▸ **WHAT YOU ARE ASKED TO DO**
Reproduce all the material verbatim, down to the last line.

▸ **DATA FOR PROCESSING**
PR #1017, opened 2023-07-18
SeperateStainsXuSnmf-outputfile-metadata

subinkitware:
added annotation metadata. I'm a bit confused as to what to change in the XML file. Also, I was unable to run the code for `seperatestainsxusnmf` with the images I have.

PR #1023, opened 2023-07-26
Instead of output a return parameters file, output an annotation.

manthey:
This has the same results, but in json instead of key-value pairs.  It also includes the input parameters.

This replaces #1017

### DIFF
--- a/histomicstk/cli/SeparateStainsXuSnmf/SeparateStainsXuSnmf.py
+++ b/histomicstk/cli/SeparateStainsXuSnmf/SeparateStainsXuSnmf.py
@@ -1,12 +1,16 @@
+import json
+from pathlib import Path
+
 import numpy
 
+import histomicstk
 import histomicstk.preprocessing.color_deconvolution as htk_cdeconv
 from histomicstk.cli import utils
 from histomicstk.cli.utils import CLIArgumentParser
 
 
-def main(args):
-    args = utils.splitArgs(args)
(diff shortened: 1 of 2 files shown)


manthey:
@subinkitware Please test this (I'll note that it is probably very slow on a large image, but that is no different than before) and approve it if it works for you.


Note the special parameter name for the annotation that ends in "AnnotationFile" and the reference of that output to the name of the input image parameter.  This tells the hooks in HistomicsUI to convert it to an annotation.

subinkitware:
> @subinkitware Please test this (I'll note that it is probably very slow on a large image, but that is no different than before) and approve it if it works for you.
> 
> Note the special parameter name for the annotation that ends in "AnnotationFile" and the reference of that output to the name of the input image parameter. This tells the hooks in HistomicsUI to convert it to an annotation.

I was able to run it on a WSI and on another small image. It takes quite a bit of time to execute as you mentioned. Should I be expecting to see some changes in the image output as the process finishes? or is it just saving the stain colors once I run `SeperateStainsXuSnmf`

manthey:
> I was able to run it on a WSI and on another small image. It takes quite a bit of time to execute as you mentioned. Should I be expecting to see some changes in the image output as the process finishes? or is it just saving the stain colors once I run `SeperateStainsXuSnmf`

It just writes an annotation without any elements that contains the stain colors.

▸ **ANSWER BELOW**
PR #1017, opened 2023-07-18
SeperateStainsXuSnmf-outputfile-metadata

subinkitware:
added annotation metadata. I'm a bit confused as to what to change in the XML file. Also, I was unable to run the code for `seperatestainsxusnmf` with the images I have.

PR #1023, opened 2023-07-26
Instead of output a return parameters file, output an annotation.

manthey:
This has the same results, but in json instead of key-value pairs.  It also includes the input parameters.

This replaces #1017

### DIFF
--- a/histomicstk/cli/SeparateStainsXuSnmf/SeparateStainsXuSnmf.py
+++ b/histomicstk/cli/SeparateStainsXuSnmf/SeparateStainsXuSnmf.py
@@ -1,12 +1,16 @@
+import json
+from pathlib import Path
+
 import numpy
 
+import histomicstk
 import histomicstk.preprocessing.color_deconvolution as htk_cdeconv
 from histomicstk.cli import utils
 from histomicstk.cli.utils import CLIArgumentParser
 
 
-def main(args):
-    args = utils.splitArgs(args)
(diff shortened: 1 of 2 files shown)


manthey:
@subinkitware Please test this (I'll note that it is probably very slow on a large image, but that is no different than before) and approve it if it works for you.


Note the special parameter name for the annotation that ends in "AnnotationFile" and the reference of that output to the name of the input image parameter.  This tells the hooks in HistomicsUI to convert it to an annotation.

subinkitware:
> @subinkitware Please test this (I'll note that it is probably very slow on a large image, but that is no different than before) and approve it if it works for you.
> 
> Note the special parameter name for the annotation that ends in "AnnotationFile" and the reference of that output to the name of the input image parameter. This tells the hooks in HistomicsUI to convert it to an annotation.

I was able to run it on a WSI and on another small image. It takes quite a bit of time to execute as you mentioned. Should I be expecting to see some changes in the image output as the process finishes? or is it just saving the stain colors once I run `SeperateStainsXuSnmf`

manthey:
> I was able to run it on a WSI and on another small image. It takes quite a bit of time to execute as you mentioned. Should I be expecting to see some changes in the image output as the process finishes? or is it just saving the stain colors once I run `SeperateStainsXuSnmf`

It just writes an annotation without any elements that contains the stain colors.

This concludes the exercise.